The required lines are those that contain "hippunfold"; pull them out of the data and copy them.
======== RECORDS SUPPLIED
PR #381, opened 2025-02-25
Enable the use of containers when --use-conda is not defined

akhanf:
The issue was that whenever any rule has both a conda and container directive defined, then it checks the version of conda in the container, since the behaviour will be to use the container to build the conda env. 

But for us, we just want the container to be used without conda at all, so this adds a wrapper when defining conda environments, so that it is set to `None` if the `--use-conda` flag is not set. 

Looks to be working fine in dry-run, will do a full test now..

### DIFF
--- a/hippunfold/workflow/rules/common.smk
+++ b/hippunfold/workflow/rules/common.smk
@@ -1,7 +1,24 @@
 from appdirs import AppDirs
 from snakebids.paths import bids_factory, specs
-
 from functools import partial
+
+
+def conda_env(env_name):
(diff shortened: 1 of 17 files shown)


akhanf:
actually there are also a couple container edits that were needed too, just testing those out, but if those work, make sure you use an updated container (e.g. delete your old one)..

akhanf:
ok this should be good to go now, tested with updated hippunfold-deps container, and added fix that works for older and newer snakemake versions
================
======== RECORDS SUPPLIED
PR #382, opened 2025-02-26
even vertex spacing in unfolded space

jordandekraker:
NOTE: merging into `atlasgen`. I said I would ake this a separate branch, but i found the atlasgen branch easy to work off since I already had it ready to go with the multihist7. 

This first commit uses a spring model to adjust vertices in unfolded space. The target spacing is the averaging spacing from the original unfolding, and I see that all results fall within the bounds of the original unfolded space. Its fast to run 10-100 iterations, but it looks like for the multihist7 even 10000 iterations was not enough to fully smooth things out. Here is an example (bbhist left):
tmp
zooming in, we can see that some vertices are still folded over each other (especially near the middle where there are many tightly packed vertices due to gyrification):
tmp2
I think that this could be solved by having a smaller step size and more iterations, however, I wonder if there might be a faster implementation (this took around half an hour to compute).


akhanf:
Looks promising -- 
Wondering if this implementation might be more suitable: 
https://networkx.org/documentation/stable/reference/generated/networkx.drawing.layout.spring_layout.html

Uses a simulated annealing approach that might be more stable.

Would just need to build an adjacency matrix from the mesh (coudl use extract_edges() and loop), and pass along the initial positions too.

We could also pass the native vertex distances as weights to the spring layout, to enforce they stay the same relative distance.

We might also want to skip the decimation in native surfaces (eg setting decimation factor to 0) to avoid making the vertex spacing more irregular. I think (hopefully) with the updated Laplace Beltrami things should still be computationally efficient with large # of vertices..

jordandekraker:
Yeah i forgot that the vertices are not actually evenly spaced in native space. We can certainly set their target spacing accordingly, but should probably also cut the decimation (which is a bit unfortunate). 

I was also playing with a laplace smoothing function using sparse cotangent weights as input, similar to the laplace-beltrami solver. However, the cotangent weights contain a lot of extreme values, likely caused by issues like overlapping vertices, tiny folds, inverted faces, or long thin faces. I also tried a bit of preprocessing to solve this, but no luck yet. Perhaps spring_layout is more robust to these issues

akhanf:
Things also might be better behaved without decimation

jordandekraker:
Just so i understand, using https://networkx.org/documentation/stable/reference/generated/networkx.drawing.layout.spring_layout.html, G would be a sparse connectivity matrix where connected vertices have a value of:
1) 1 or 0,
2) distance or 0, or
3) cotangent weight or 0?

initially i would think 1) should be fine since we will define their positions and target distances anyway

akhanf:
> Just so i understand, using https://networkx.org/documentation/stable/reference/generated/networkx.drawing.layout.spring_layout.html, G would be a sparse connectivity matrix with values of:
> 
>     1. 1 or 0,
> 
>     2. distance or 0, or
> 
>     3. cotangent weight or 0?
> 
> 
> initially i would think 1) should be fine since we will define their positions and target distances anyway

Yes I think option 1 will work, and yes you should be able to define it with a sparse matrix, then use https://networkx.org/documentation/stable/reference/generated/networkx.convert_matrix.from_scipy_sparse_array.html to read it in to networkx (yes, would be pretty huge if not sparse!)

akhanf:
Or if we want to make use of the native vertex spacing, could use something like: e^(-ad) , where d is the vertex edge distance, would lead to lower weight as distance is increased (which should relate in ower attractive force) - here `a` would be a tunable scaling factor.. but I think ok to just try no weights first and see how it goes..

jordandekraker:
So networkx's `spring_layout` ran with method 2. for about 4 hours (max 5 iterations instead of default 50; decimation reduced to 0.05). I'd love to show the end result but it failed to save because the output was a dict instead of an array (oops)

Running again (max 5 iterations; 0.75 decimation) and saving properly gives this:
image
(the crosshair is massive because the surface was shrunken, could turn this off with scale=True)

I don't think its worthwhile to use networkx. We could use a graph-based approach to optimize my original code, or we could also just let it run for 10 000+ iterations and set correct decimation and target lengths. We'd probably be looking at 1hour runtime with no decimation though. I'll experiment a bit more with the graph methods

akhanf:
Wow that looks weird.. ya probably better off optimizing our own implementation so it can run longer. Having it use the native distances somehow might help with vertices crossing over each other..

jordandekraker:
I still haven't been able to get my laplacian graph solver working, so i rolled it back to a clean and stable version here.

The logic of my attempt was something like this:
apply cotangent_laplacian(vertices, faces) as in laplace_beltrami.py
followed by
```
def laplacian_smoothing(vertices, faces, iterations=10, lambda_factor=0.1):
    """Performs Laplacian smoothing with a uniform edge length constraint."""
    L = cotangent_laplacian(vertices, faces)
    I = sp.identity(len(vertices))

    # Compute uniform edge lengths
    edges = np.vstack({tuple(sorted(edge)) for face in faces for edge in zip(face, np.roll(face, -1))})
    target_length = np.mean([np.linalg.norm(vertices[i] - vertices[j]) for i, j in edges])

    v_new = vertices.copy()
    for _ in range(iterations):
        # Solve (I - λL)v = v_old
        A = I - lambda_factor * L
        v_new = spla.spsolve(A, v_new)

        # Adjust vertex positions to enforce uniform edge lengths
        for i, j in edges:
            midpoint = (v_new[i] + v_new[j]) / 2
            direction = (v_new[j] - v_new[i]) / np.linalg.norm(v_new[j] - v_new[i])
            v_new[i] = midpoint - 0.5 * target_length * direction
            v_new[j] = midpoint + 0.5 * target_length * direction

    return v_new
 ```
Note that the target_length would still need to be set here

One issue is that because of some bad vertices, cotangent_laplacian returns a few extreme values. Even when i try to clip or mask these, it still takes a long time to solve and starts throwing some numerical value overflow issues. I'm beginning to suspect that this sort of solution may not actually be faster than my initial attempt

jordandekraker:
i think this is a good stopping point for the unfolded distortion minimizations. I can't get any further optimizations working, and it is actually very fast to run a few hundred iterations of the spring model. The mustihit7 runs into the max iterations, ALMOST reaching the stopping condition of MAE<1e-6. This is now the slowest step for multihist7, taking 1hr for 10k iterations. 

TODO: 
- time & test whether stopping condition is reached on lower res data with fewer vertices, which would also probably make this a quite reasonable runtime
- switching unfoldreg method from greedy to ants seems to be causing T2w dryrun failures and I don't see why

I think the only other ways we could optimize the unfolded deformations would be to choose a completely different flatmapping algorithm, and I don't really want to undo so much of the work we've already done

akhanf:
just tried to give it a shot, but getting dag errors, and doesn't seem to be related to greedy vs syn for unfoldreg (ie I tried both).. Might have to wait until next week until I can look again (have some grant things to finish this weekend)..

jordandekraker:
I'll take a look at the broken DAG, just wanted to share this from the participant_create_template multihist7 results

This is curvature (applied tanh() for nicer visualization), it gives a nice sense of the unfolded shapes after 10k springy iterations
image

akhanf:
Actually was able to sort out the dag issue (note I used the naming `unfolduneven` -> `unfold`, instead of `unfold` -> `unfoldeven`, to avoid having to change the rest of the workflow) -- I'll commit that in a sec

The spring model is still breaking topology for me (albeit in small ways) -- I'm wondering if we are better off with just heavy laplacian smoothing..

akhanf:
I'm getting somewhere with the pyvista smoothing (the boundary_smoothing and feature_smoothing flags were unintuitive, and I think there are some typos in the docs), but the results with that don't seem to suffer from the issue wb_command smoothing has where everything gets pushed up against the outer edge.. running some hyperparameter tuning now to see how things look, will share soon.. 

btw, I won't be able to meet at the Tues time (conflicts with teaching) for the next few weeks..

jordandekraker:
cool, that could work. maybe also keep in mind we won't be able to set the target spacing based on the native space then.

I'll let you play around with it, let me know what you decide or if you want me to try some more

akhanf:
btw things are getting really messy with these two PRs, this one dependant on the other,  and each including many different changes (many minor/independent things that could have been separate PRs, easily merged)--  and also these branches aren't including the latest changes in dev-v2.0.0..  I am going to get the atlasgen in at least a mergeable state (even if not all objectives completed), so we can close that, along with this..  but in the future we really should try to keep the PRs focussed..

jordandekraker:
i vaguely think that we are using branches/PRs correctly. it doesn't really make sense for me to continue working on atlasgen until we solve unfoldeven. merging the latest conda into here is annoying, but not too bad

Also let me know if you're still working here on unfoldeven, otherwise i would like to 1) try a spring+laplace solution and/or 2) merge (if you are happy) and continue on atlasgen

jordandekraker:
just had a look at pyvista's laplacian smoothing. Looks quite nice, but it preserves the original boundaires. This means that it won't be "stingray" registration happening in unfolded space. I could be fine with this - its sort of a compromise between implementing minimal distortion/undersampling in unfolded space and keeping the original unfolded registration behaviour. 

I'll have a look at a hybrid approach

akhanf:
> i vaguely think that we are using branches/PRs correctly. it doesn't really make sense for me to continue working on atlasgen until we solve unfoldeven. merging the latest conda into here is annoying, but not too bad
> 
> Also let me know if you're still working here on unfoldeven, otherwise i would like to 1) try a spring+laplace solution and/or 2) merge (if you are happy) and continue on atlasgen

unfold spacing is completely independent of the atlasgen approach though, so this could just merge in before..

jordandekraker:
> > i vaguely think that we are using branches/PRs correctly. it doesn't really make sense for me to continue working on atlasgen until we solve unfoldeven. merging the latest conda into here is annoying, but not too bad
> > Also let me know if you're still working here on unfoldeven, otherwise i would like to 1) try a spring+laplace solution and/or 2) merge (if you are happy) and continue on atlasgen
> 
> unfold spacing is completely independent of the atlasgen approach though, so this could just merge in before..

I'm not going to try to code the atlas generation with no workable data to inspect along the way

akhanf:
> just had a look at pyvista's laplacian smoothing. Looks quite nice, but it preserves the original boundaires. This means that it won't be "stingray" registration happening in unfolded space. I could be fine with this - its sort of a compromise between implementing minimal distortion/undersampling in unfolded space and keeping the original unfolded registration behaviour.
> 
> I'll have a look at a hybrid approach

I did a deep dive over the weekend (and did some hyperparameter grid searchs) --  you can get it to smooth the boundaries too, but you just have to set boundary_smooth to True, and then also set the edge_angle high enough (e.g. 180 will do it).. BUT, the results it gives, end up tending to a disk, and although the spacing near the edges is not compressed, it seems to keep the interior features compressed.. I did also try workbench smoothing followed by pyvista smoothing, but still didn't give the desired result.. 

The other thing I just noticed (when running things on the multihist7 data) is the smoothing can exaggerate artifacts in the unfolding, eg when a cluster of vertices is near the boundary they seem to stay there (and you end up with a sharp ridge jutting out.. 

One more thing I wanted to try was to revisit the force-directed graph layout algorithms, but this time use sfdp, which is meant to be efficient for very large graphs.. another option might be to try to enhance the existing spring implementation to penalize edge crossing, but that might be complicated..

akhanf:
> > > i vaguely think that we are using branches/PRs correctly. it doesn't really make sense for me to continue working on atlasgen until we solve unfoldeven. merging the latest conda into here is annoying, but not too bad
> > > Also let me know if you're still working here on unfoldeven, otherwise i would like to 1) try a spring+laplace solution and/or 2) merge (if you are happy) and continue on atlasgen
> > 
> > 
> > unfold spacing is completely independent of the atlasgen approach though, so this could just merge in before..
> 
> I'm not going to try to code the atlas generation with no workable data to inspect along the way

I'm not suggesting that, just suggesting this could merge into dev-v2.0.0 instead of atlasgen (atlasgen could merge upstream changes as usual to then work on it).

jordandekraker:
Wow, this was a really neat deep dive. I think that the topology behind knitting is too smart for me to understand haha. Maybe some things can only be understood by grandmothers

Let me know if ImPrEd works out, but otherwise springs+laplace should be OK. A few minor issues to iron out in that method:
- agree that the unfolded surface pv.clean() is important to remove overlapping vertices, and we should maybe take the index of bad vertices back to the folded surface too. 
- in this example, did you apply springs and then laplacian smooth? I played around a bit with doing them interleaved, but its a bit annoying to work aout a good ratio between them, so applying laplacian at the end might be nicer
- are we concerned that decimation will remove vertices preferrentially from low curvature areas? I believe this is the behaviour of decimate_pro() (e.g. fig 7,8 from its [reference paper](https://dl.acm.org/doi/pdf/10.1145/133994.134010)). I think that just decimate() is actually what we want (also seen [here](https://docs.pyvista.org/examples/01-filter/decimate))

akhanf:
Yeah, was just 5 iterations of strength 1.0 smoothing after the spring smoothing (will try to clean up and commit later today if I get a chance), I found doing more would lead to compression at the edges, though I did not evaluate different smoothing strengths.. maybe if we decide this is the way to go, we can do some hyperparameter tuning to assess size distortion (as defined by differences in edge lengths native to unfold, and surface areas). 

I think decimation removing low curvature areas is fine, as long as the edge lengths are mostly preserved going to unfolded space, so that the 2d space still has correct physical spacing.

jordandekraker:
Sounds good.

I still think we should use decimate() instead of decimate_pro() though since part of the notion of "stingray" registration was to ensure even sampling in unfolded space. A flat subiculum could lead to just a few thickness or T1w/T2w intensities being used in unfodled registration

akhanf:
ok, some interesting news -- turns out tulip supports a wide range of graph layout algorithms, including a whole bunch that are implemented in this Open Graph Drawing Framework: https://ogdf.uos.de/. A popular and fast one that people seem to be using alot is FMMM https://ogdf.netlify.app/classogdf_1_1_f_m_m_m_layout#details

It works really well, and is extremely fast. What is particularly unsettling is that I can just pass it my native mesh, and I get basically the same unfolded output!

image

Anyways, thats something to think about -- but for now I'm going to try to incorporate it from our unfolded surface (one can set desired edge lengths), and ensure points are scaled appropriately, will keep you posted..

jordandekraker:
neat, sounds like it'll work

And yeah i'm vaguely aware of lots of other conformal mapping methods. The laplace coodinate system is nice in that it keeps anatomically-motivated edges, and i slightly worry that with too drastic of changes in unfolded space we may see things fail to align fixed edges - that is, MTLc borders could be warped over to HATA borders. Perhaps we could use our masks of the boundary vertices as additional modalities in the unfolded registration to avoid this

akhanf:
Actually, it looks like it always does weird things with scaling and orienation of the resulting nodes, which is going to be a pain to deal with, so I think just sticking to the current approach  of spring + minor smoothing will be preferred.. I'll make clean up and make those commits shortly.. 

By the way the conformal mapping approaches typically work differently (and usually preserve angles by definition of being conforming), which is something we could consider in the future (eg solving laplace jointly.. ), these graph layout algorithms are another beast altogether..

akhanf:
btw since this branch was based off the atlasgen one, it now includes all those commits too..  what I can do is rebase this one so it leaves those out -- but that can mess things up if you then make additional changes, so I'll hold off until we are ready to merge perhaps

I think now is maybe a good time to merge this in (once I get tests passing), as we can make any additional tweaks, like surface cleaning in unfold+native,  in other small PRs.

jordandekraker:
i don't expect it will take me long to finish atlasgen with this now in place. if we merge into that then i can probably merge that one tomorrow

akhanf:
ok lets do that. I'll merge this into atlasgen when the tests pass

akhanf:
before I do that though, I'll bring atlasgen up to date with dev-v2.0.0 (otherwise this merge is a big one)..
================
__RESPONSE__.
--- a/hippunfold/workflow/rules/common.smk
+++ b/hippunfold/workflow/rules/common.smk
ok this should be good to go now, tested with updated hippunfold-deps container, and added fix that works for older and newer snakemake versions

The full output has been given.